Theoretically, how does quantum decoherence induce noise? The decoherence process has allowed us to explain various (classical and decoherence) sources of measurement noise in quantum systems. I intuitively understand this physical concept of decoherence-inducing-noise. 
I am trying to understand this concept from an information theoretic perspective. We know that the environment-induced-decoherence takes away state information from a system. That would imply reduction in entropy of the system. Now analyzing the modeling process, the measurement process of a (environment induced) decohering system can be modeled by adding "noise" terms.
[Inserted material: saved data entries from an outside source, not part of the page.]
PR #1145, opened 2021-03-04
Improve rust syscalls/descriptors

stevenengler:
Rearranged the Rust syscall helper code, added Rust wrappers for the `pread64` and `pwrite64` syscalls, added the `Debug` trait to some Rust types, and set the `CLOSED` (and remove the `ACTIVE`) flag when the pipe is closed.

### DIFF
--- a/src/main/host/descriptor/mod.rs
+++ b/src/main/host/descriptor/mod.rs
@@ -114,7 +114,7 @@ impl From<FileStatus> for c::Status {
     }
 }
 
-#[derive(Clone)]
+#[derive(Clone, Debug)]
 pub enum NewStatusListenerFilter {
     Never,
     OffToOn,
@@ -303,6 +303,20 @@ impl PosixFile {
     }
 }
 
+impl std::fmt::Debug for PosixFile {
+    fn fmt(&self, f: &mut std::fmt::Formatter<'_>) -> std::fmt::Result {
+        match self {
+            Self::Pipe(_) => write!(f, "Pipe")?,
+        }
+        write!(
+            f,
+            "(status: {:?}, flags: {:?})",
+            self.status(),
+            self.get_flags()
+        )
+    }
+}
+
 bitflags::bitflags! {
     // Linux only supports a single descriptor flag:
     // https://www.gnu.org/software/libc/manual/html_node/Descriptor-Flags.html
@@ -311,7 +325,7 @@ bitflags::bitflags! {
     }
 }
 
-#[derive(Clone)]
+#[derive(Clone, Debug)]
 pub struct Descriptor {
     file: Arc<AtomicRefCell<PosixFile>>,
     flags: DescriptorFlags,
--- a/src/main/host/descriptor/mod.rs
+++ b/src/main/host/descriptor/mod.rs
@@ -260,6 +260,12 @@ impl IsSend for PosixFile {}
 impl IsSync for PosixFile {}
 
 impl PosixFile {
+    pub fn close(&mut self, event_queue: &mut EventQueue) -> SyscallReturn {
+        match self {
+            Self::Pipe(f) => f.close(event_queue),
+        }
+    }
+
     pub fn read(&mut self, bytes: &mut [u8], event_queue: &mut EventQueue) -> SyscallReturn {
         match self {
             Self::Pipe(f) => f.read(bytes, event_queue),
@@ -329,6 +335,7 @@ bitflags::bitflags! {
 pub struct Descriptor {
     file: Arc<AtomicRefCell<PosixFile>>,
     flags: DescriptorFlags,
+    count: Arc<()>,
 }
 
 impl Descriptor {
@@ -336,6 +343,7 @@ impl Descriptor {
         Self {
             file,
             flags: DescriptorFlags::empty(),
+            count: Arc::new(()),
         }
     }
 
@@ -349,6 +357,10 @@ impl Descriptor {
 
     pub fn set_flags(&mut self, flags: DescriptorFlags) {
         self.flags = flags;
+    }
+
+    pub fn get_fd_count(&self) -> usize {
+        Arc::<()>::strong_count(&self.count)
     }
 }
 
--- a/src/main/host/descriptor/mod.rs
+++ b/src/main/host/descriptor/mod.rs
@@ -343,8 +343,13 @@ bitflags::bitflags! {
 
 #[derive(Clone, Debug)]
 pub struct Descriptor {
+    /// The PosixFile that this descriptor points to.
     file: Arc<AtomicRefCell<PosixFile>>,
+    /// Descriptor flags.
     flags: DescriptorFlags,
+    /// A count of how many open descriptors there are with reference to this file. Since a
+    /// reference to the file can be held by other objects like an epoll file, it should
+    /// be true that `Arc::strong_count(&self.count)` <= `Arc::strong_count(&self.file)`.
     count: Arc<()>,
 }
 
--- a/src/main/host/descriptor/mod.rs
+++ b/src/main/host/descriptor/mod.rs
@@ -350,7 +350,7 @@ pub struct Descriptor {
     /// A count of how many open descriptors there are with reference to this file. Since a
     /// reference to the file can be held by other objects like an epoll file, it should
     /// be true that `Arc::strong_count(&self.count)` <= `Arc::strong_count(&self.file)`.
-    count: Arc<()>,
+    open_count: Arc<()>,
 }
 
 impl Descriptor {
@@ -358,7 +358,7 @@ impl Descriptor {
         Self {
             file,
             flags: DescriptorFlags::empty(),
-            count: Arc::new(()),
+            open_count: Arc::new(()),
         }
     }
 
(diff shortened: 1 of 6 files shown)


src/main/host/descriptor/mod.rs
```diff
@@ -303,6 +309,20 @@ impl PosixFile {
     }
 }
 
+impl std::fmt::Debug for PosixFile {
```
sporksmith, line 312: Is this substantially different from what derive(Debug) would get us? I *think* it already stringifies enum values

src/main/host/descriptor/mod.rs
```diff
@@ -311,17 +331,19 @@ bitflags::bitflags! {
     }
 }
 
-#[derive(Clone)]
+#[derive(Clone, Debug)]
 pub struct Descriptor {
     file: Arc<AtomicRefCell<PosixFile>>,
     flags: DescriptorFlags,
+    count: Arc<()>,
```
sporksmith, line 338: This seems unusual, and could use a comment.

I suppose we want to be able to get to the reference count given a reference to the `Descriptor` itself and not the `Arc` wrapping it?

src/main/host/descriptor/pipe.rs
```diff
@@ -43,6 +43,16 @@ impl PipeFile {
         self.flags = flags;
     }
 
+    pub fn close(&mut self, event_queue: &mut EventQueue) -> SyscallReturn {
+        // set the closed flag and remove the active flag
+        self.copy_status(
+            FileStatus::CLOSED | FileStatus::ACTIVE,
```
sporksmith, line 49: Why do we both remove and add the CLOSED flag?

src/main/host/syscall/unistd.rs
```diff
@@ -27,32 +29,42 @@ pub fn close(sys: &mut c::SysCallHandler, args: &c::SysCallArgs) -> c::SysCallRe
...
                     sys as *mut c::SysCallHandler,
                     args as *const c::SysCallArgs,
-                )
-            };
+                );
+            },
+        };
+
+        // if this is the last remaining descriptor
+        if desc.get_fd_count() == 1 {
```
sporksmith, line 43: Could this be implemented by implementing Drop, instead of keeping an internal explicit count?

src/main/host/syscall/unistd.rs
```diff
@@ -84,19 +106,34 @@ pub fn read(sys: &mut c::SysCallHandler, args: &c::SysCallArgs) -> c::SysCallRet
...
+        CompatDescriptor::Legacy(_) => unsafe {
+            return c::syscallhandler_read(
+                sys as *mut c::SysCallHandler,
+                args as *const c::SysCallArgs,
+            );
+        },
+    };
 
-    read_helper(sys, args, fd, buf_ptr, buf_size, offset)
+    read_helper(sys, fd, desc, buf_ptr, buf_size, offset)
```
sporksmith, line 128: control flow might be a bit easier to follow as:

```
return match desc {
  CompatDescriptor::New(d) => read_helper(...),
  CompatDescriptor::Legacy(_) => unsafe { c::syscallhandler_read(...) }
}
```

src/main/host/syscall/unistd.rs
```diff
@@ -107,18 +144,34 @@ fn read_helper(
...
+    buf_ptr: c::PluginPtr,
+    buf_size: libc::size_t,
+    offset: libc::off_t,
+) -> c::SysCallReturn {
     // need a non-null buffer
     if buf_ptr.val == 0 {
         return SyscallReturn::Error(nix::errno::Errno::EFAULT).into();
     }
 
+    // we can only seek on files, otherwise its a pipe error
```
sporksmith, line 170: Got a bit confused here until I realized that (at least currently) this function is only called for pipe descriptors. If that'll always be the case, then maybe `desc` should specifically be a pipe descriptor type? If it's not, then maybe some code validating that it's a pipe descriptor (for now)?

src/main/host/syscall/unistd.rs
```diff
@@ -183,18 +251,34 @@ fn write_helper(
...
```
sporksmith, line 277: Same comment about clarifying/checking that this really is a pipe descriptor

sporksmith (changes requested):

src/main/host/descriptor/mod.rs
stevenengler: The `derive(Debug)` impl for an enum will also print whatever objects it contains. This means that all file types (ex: `PipeFile`) then also need to impl `Debug`, and if you `println!("{:?}", desc)`, it will print out a huge amount of information. I'm assuming that if someone does a `println!("{:?}", desc)`, then they're probably only concerned about the high-level details like the descriptor/file type, status, and flags, and not all the details about its contents (for example the pipe's internal buffer, event source, event handle, etc).

src/main/host/descriptor/mod.rs
stevenengler: It's essentially a reference count for the descriptor object and not the file object. For example, if the plugin calls `fd1 = socket(AF_INET, ...); fd2 = dup(fd1);`, there will be two `Descriptor` objects pointing to the same file object. If the plugin then adds the socket `PosixFile` to an epoll instance, then there will still only be two `Descriptor` objects, but three references to the `PosixFile`. If the plugin then calls `close(fd1); close(fd2);`, both (all) `Descriptor` objects will be removed, but there will still be a reference to the file object in the epoll instance.

We want to run `close()` on the file object when all descriptors have been closed, even if there are still references to the `PosixFile` object.

If this make sense, I'll add a comment to explain what that `Arc` is being used for.

src/main/host/descriptor/pipe.rs
stevenengler: I'm not sure what you mean here. This sets the mask for the `copy_status` operation as `FileStatus::CLOSED | FileStatus::ACTIVE`, and sets the value under that mask to `FileStatus::CLOSED`. So this adds the `CLOSED` flag, and removes the `ACTIVE` flag.`

src/main/host/syscall/unistd.rs
stevenengler: I had started doing it this way, but the problem is that you can't pass arguments to `Drop::drop()`. My two concerns are:

1. Since calling `close()` on a descriptor/file object may need to emit events (for example if it sets its status flag to `CLOSED`), it needs access to an `EventLoop` object to add the event to. We could make a new `EventLoop` object within the descriptor's `Drop::drop()` implementation and process any events there immediately, but this drop could happen while we're already holding references to other objects, in which case we could end up trying to borrow those same objects within the `Drop::drop()` and end up with a runtime error.
2. Right now we only pass an `EventLoop` struct to `Descriptor::close()`, but if we need to pass the Host object or Process object in the future, then that will be a problem.

I'd be okay with using the `Drop::drop()` for now if you think it's better, as the above are only hypothetical issues at this point.

src/main/host/descriptor/mod.rs
sporksmith: Ah, makes sense

src/main/host/descriptor/pipe.rs
sporksmith: Ah ok. `copy_status` is a little difficult to follow, especially at the call sites, but I'm not sure how to improve it.

stevenengler: Yeah I agree, and I'm not sure how to improve it either. I could set the flags separately, but currently it would require two calls to `handle_status_change()`, which would then emit two events.

src/main/host/syscall/unistd.rs
stevenengler: Good idea, I made this change.

src/main/host/syscall/unistd.rs
stevenengler: I modified this a bit to pass the offset on to the file object (for example the `PipeFile::read()`). Then since pipes don't support seeking, it returns the ESPIPE error from there). Hopefully it makes more sense now.

src/main/host/descriptor/mod.rs
sporksmith: Could you add a comment clarifying exactly what this count is? Sounds like it's the number of *open* Descriptors with a reference to the file?

src/main/host/syscall/unistd.rs
sporksmith: >it needs access to an EventLoop object to add the event to. We could make a new EventLoop object within the descriptor's Drop::drop() implementation and process any events there immediately,

Seems fine, particularly since that's what we're doing here as well...?

> this drop could happen while we're already holding references to other objects, in which case we could end up trying to borrow those same objects within the Drop::drop() and end up with a runtime error.

I think this possibility isn't too bad. Unlike, say, Java, in Rust objects are dropped at a deterministic time (roughly when they go out of scope). So I *think* it'd end up being close to equivalent to explicitly doing the cleanup here, or at least if it failed it'd fail predictably and could reasonably be debugged.

> Right now we only pass an EventLoop struct to Descriptor::close(), but if we need to pass the Host object or Process object in the future, then that will be a problem.

`drop` also gets a reference to `self`. Should the `Host` and `Process` be reachable from there?

All that said, from our conversation on slack, if we're keeping an explicit count here instead of creating a separate object, it seems like a Drop won't work.

I'm ok with this ending up being a special case where it's easier to keep an explicit count and do explicit cleanup; I just don't want it to become the default :)

sporksmith (approved):

src/main/host/descriptor/mod.rs
stevenengler: I've added some comments, and also renamed this to `open_count`.

PR #1148, opened 2021-03-05
Ensure exit on LOGLEVEL_ERROR

sporksmith:


stevenengler (approved):

stevenengler:
In debug mode the Shadow logger will override this behaviour, but will still abort in `utility_assert()` -> `utility_handleError()`.

```c
if (level == LOGLEVEL_ERROR) {
    ...

    /* now abort, but get a backtrace */
    utility_assert(FALSE && "failure due to error-level log message");
}
```

sporksmith:
> (Just a note) In debug mode the Shadow logger will override this behaviour, but will still abort in `utility_assert()` -> `utility_handleError()`.
> 
> ```c
> if (level == LOGLEVEL_ERROR) {
>     ...
> 
>     /* now abort, but get a backtrace */
>     utility_assert(FALSE && "failure due to error-level log message");
> }
> ```

Yeah, I was initially planning on changing it, but decided to leave it in place since the `utility_assert` also prints a stack backtrace. Maybe that behavior would be worth adding to the base logger as well, but it'd take a little work since currently `utility_assert` is part of Shadow itself.

PR #1151, opened 2021-03-05
Disabled coverage tests in CI

stevenengler:
Coverage tests are currently [failing in the CI](https://github.com/shadow/shadow/issues/1152), so this PR disables them until we figure out how to fix them.

### DIFF
--- a/.github/workflows/run_tests.yml
+++ b/.github/workflows/run_tests.yml
@@ -29,10 +29,12 @@ jobs:
         cc: ['gcc', 'clang']
         buildtype: ['debug', 'release']
         include:
+          # TODO: re-enable coverage tests once we figure out why they're failing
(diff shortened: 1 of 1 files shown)


.github/workflows/run_tests.yml
```diff
@@ -29,10 +29,11 @@ jobs:
         cc: ['gcc', 'clang']
         buildtype: ['debug', 'release']
         include:
+          # TODO: re-enable coverage tests once we figure out why they're failing
```
sporksmith, line 32: Could you add a link here to #1152 for reference?

sporksmith (approved):

.github/workflows/run_tests.yml
stevenengler: Added

PR #1154, opened 2021-03-07
Do not use subroutine execution timers by default

### LINKED ISSUE #1141: Significant time spent in g_get_monotonic_time
`g_get_monotonic_time` is relatively slow, and we call it relatively often.

Using the "workload" benchmark [here](https://github.com/sporksmith/phantom-paper/tree/d8c485b58c78c2e6b06c98abef06bedffb714fbb/experiments/realtime), with `#define WORK_ITR 1` in workload.c, at shadow commit 0e13d3f4e3c974ed9a939032efc06f17c7066958,

```
sudo chrt -f 1 perf record -o ptrace.pin.256.perf --call-graph=dwarf /home/jnewsome/.shadow/bin/shadow --interpose-method=ptrace -w 4 -t host --pin-cpus config.xml > ptrace
sudo perf report --call-graph=graph,0.5,callee -n -i ptrace.pin.256.perf
```

We spend 16% of *each worker thread* in `do_syscall_64`, mostly by way of `__vdso_clock_gettime`, which is called from `g_get_monotonic_time`:

```
-   16.33%     2.18%          9218  worker-2         [kernel.vmlinux]                      ▒
   - 16.32% do_syscall_64                                                                  ▒
      - 16.30% entry_SYSCALL_64                                                            ▒
         - 13.18% __vdso_clock_gettime                                                     ▒
              __GI___clock_gettime (inlined)                                               ▒
            - g_get_monotonic_time                                                         ▒
               - 4.59% g_timer_stop                                                        ▒
                  + 1.60% _schedulerpolicyhostsingle_pop                                   ▒
                  + 1.54% _schedulerpolicyhostsingle_push                                  ▒
                  + 1.45% event_execute                                                    ▒
               - 4.22% g_timer_continue                                                    ▒
                  + 1.49% event_execute                                                    ▒
                  + 1.47% _schedulerpolicyhostsingle_pop                                   ▒
                  + 1.25% _schedulerpolicyhostsingle_push                                  ▒
               - 2.18% g_timer_start                                                       ▒
                  + 1.42% _syscallhandler_pre_syscall (inlined)                            ▒
                  + 0.76% process_continue                                                 ▒
               - 2.17% g_timer_elapsed                                                     ▒
                  + 1.44% _syscallhandler_post_syscall (inlined)                           ▒
                  + 0.73% process_continue                                                 ▒
         + 1.55% ptrace                                                                    ▒
         + 0.77% __GI___sched_yield (inlined)                                              ▒
         + 0.58% __waitpid
```

The timers in `_syscallhandler_pre_syscall` and `_syscallhandler_post_syscall` could probably be disabled in release builds.

If we need the timers in the scheduler, perhaps we could ensure `clock_gettime` gets called with `CLOCK_MONOTONIC_COARSE`; that *should* let `__vdso_clock_gettime` avoid making a syscall, making it much cheaper.

robgjansen:
Shadow includes internal performance timers to help us track execution
time of various subroutines. The timer-related functions have shown
up on performance profiles as causing significant overhead. These timers
are now disabled by default.

We add a new --use-perf-timers option to the setup script, and a new
USE_PERF_TIMERS option to cmake that allows us to toggle the performance
timers back on if desired.

Closes #1141

### DIFF
--- a/CMakeLists.txt
+++ b/CMakeLists.txt
@@ -117,6 +117,7 @@ option(SHADOW_EXPORT "export service libraries and headers (default: OFF)" OFF)
 option(SHADOW_WERROR "turn compiler warnings into errors. (default: OFF)" OFF)
 option(SHADOW_COVERAGE "enable code-coverage instrumentation. (default: OFF)" OFF)
 option(SHADOW_USE_C_SYSCALLS "use only the C syscall handlers. (default: OFF)" OFF)
+option(SHADOW_USE_PERF_TIMERS "compile in timers for tracking the run time of various internal operations. (default: OFF)" OFF)
 
 ## display selected user options
 MESSAGE(STATUS)
@@ -128,6 +129,7 @@ MESSAGE(STATUS "SHADOW_EXPORT=${SHADOW_EXPORT}")
 MESSAGE(STATUS "SHADOW_WERROR=${SHADOW_WERROR}")
 MESSAGE(STATUS "SHADOW_COVERAGE=${SHADOW_COVERAGE}")
 MESSAGE(STATUS "SHADOW_USE_C_SYSCALLS=${SHADOW_USE_C_SYSCALLS}")
+MESSAGE(STATUS "SHADOW_USE_PERF_TIMERS=${SHADOW_USE_PERF_TIMERS}")
 MESSAGE(STATUS "-------------------------------------------------------------------------------")
 MESSAGE(STATUS)
 
@@ -170,7 +172,13 @@ else()
 endif(SHADOW_COVERAGE STREQUAL ON)
 
 if(SHADOW_USE_C_SYSCALLS STREQUAL ON)
+    message(STATUS "C syscalls enabled")
     add_definitions(-DUSE_C_SYSCALLS)
+endif()
+
+if(SHADOW_USE_PERF_TIMERS STREQUAL ON)
+    message(STATUS "Perf timers enabled")
+    add_definitions(-DUSE_PERF_TIMERS)
 endif()
 
 if($ENV{VERBOSE})
--- a/setup
+++ b/setup
@@ -72,6 +72,11 @@ def main():
         action="store_true", dest="do_use_c_syscalls",
         default=False)
 
+    parser_build.add_argument('--use-perf-timers',
+        help="compile in timers for tracking the run time of various internal operations",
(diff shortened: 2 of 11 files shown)


robgjansen:
One of the timer objects is causing the rust bindings to change. Do we need to do something special to deal with this so things work correctly when using the new `--use-perf-timers` setup script option?

sporksmith (commented):
> One of the timer objects is causing the rust bindings to change. Do we need to do something special to deal with this so things work correctly when using the new `--use-perf-timers` setup script option?

Yeah, I think we'll run into problems with this as-is. [This test assertion](https://github.com/shadow/shadow/pull/1154/files#diff-43915958aedf246ec3bbc6abb14f599b0c4f4cd9fda493be9fdfdc3ff8c30808L693) is going to fail if the flag has a different value when building the bindings as when building everything else. Worse, if the rust code later ends up accessing any of the members that come after the timers and there's a mismatch, it'll access the wrong offset into the struct.

The easiest short term solution is probably just to leave the timers as members of the struct so that the size of the struct doesn't depend on this flag.

The more robust solution is to build the bindings on the fly as part of the build instead of checking them in; then we can always build the bindings with the same compiler flags as everything else. That'd also save us some other minor nuisances (having to remember to rebuild and check in bindings when appropriate, ensuring that our local build of those bindings matches exactly what's generated from the CI environment), but would add the relatively heavy-weight bindgen (and/or cbindgen? I always get them confused) crates as dependencies to the build. I'm mildly in favor of going this route in the longer term, but I don't think we need to block this PR on it.

@stevenengler wdyt?

stevenengler:
> @stevenengler wdyt?

Yeah I'm not sure what's best here. The way we do Rust-C bindings now won't work with things that are `#ifdef`'d out. Leaving the member in the structure is the easiest way to get this working.

I had a reason for why generating the bindings at build-time might cause problems, but I can't remember it anymore. We used to not be able to bootstrap the bindings because of the circular dependencies between the C code and Rust code (we needed to have the older bindings in order to generate new bindings, and we couldn't generate the new bindings from scratch), but I think I fixed that in a previous PR.

I'm okay with trying it (generating the bindings at build time) and seeing if we run into issues.

robgjansen:
(Once approved, I plan to squash before merging.)

sporksmith (approved):

PR #1159, opened 2021-03-08
Use number of system CPU cores for number of test jobs

stevenengler:
Still use a minimum of 4 jobs, but use more if we have more CPU cores.

This could potentially make race conditions in the tests more common since some non-Shadow tests still bind to the same ports, but those are bugs in the tests that we can fix.

### DIFF
--- a/setup
+++ b/setup
@@ -126,7 +126,8 @@ def main():
         help="number of tests to run simultaneously during testing",
         metavar="N", type=int,
         action="store", dest="njobs",
-        default=4)#multiprocessing.cpu_count())
+        # use a minimum of 4 jobs by default
+        default=max(4, multiprocessing.cpu_count()))
 
     parser_test.add_argument('-r', '--rerun-failed',
         help="Run only the tests that failed previously",


setup
```diff
@@ -126,7 +126,8 @@ def main():
         help="number of tests to run simultaneously during testing",
         metavar="N", type=int,
         action="store", dest="njobs",
-        default=4)#multiprocessing.cpu_count())
+        # use a minimum of 4 jobs by default
+        default=max(4, multiprocessing.cpu_count()))
```
robgjansen, line 130: This means if we run on a machine with 1 CPU core, we still run 4 jobs. Is that really what we want? Or should we just always set the default to `multiprocessing.cpu_count()`?

There was a reason we did not use `multiprocessing.cpu_count()`, but I think it had something to do with the elf-loader build. As long as each test case is set to consume the correct number of cores, I think `multiprocessing.cpu_count()` should be OK.

stevenengler: From Justin @ https://github.com/shadow/shadow/commit/f040e2b2cad98617093f76eb02601006c7b1a349

> Even if the CPU doesn't have 4 threads, it's still faster because of the blocking from I/O, or the sleep call, etc. This could probably be set even higher, but it's already down to ~6 seconds anyway.

So I think it's good to still stick with 4 unless there's a reason to make it lower.

jtracey: It was because the slowest tests were a few constrained by IO, so empirically, running 4 threads (even on my dual core laptop) was faster, since it allowed the more numerous but faster CPU constrained tests to run at the same time as the few slow IO constrained tests. No idea whether that's still the case today. (As for why we didn't use the strategy of this PR, tests only took about a minute or two to run with 4 threads, so we just didn't bother scaling beyond that.)

robgjansen: OK, great, 4 makes sense then! Thanks for the reminder!

robgjansen (approved):

PR #1160, opened 2021-03-09
Added more thorough checks to sendto-recvfrom test

stevenengler:
Compares the hash of the sent/received bytes, uses a buffer of pseudo-random bytes, and increases the sleep time to work with large Shadow values of `SYSCALL_IO_BUFSIZE`.


robgjansen (approved):
Checking the contents is a great addition!

PR #1163, opened 2021-03-10
Use a unique file name in poll tests

stevenengler:
Hopefully this fixes the test errors we've had in the CI.

This PR also sets different seeds for the 'file' and 'memory' tests since they use `mkstemp`.


robgjansen (approved):
👍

That would imply addition of entropy to the system. Which is contradicting.
So my question is, from an information perspective, how can the (environment-induced-)decoherence process consistently (theoretically) describe the occurrence of (non-classical) noise? Or, what is the nature of such a noise?
Edit This is an explanation on why I think that decoherence might lead to reduction in entropy. I am using an information theoretic interpretation on entropy for this purpose, which can be interpreted as the amount of information that you lack about the exact physical state of the system (see https://physics.stackexchange.com/q/119515). 
The measurement problem has 3 parts (Schlosshauer book on Decoherence). For this discussion only first 2 are relevant: 1) the problem of preferred basis and 2) the problem of non observability of interference. 
Consider an unknown system that is initially isolated. Now I (or the environment) make measurements on this system and that makes the system vulnerable to decoherence. So it happens that through einselection I can find a set of robust states that are least prone to decoherence (pointer states) Let's call them $|\Psi_1\rangle$ and $|\Psi_2\rangle$. So this process allowed me to gain more information about the system, then I had before. Hence, the reduction in entropy! Now of course, initially the system was in a pure superposition of these states say $|\Psi\rangle = \alpha |\Psi_1\rangle + \beta |\Psi_2\rangle$, with a definite $\alpha$, $\beta$, therefore zero entropy. But as an observer with no initial knowledge of the system (an alien observer on system earth!) I model my belief on the system as an arbitrary superposition, say $|\Phi\rangle = a|\Phi_1\rangle + b|\Phi_2\rangle$ with unknown $a$, $b$, therefore a positive entropy. Now ofcourse, through the measurement process (and thanks to the physical process of einselection) I can find relationships between $(\alpha, \beta, \Psi_1, \Psi_2)$ and $(a,b,\Phi_1,\Phi_2)$. Hence, this entire process of measurement has 2 competing entropy elements, 1) First entropy element that is reduced by gaining knowledge on the pointer states, hence the basis and coefficients, 2) second entropy element that increases due to the maping of pure states to mixed states. 
 A: Better calibrated response:
I'm a little confused about your first argument, that decoherence should somehow reduce entropy. Decoherence is the coupling of a system to a much larger system and of course adds entropy.
Another way of putting it: if one ignores the environmental degrees of freedom, decoherence essentially maps pure states (zero entropy) to mixed states (nonzero entropy). Mixed states can be viewed as pure states plus classical noise. So decoherence adds noise, and thus entropy.
A: The quantum state is a vector in a Hilbert space. Each basis vector in the Hilbert space is a possible observation one can make. For example, when modelling the position of a free particle, we assign one basis vector to each point in space. The length of the shadow that the state casts upon each vector is the (square root of) the probability that a measurement will detect the state at a given position. 
Crucially, if the state is (very nearly) aligned with one of the basis vectors, the measurement is (very nearly) deterministic.
If we had two particles we would need two basis vectors per possible position: one for each particle. Thus, very roughly speaking, the dimension of the Hilbert space associated with a given property is
$N_{properties} * N_{particles}$.
The above equation is obviously nonsense when $N_{properties}$ is infinite (which is usually the case), but the intuition here still holds.
Now suppose we take an initially isolated particle which is in some state very far from the relevant basis vectors. Then measurements on the particle are very undetermined: we have good odds of getting very many different outcomes. 
Suppose further we suddenly thrust the poor isolated particle into a system with macroscopic particle number. For example, suppose we open the door on Schrodinger's cat, bringing it into contact with the air in the room, etc. We have suddenly vastly increased $N_{particles}$ in the above equation, and therefore vastly increased the dimensionality of the Hilbert space.
Now think about our original state vector. It will behave classically if it is orthogonal, or nearly orthogonal, to any of the new vectors in the Hilbert space. But we have suddenly added $N_{properties} * N_{particles}$ new vectors - at random orientations w.r.t the state - to be 'almost orthogonal' to!
It is a curious fact about high-dimensional spaces that, as the dimension $D$ of the space is increased, the number of 'nearly' orthogonal vectors to a given vectors scales as $exp(D)$. (See:
https://mathoverflow.net/questions/25983/intuitive-crutches-for-higher-dimensional-thinking). Therefore the probability that our state will line up with a basis - that it will behave classically - scales exponentially with particle number. This is decoherence.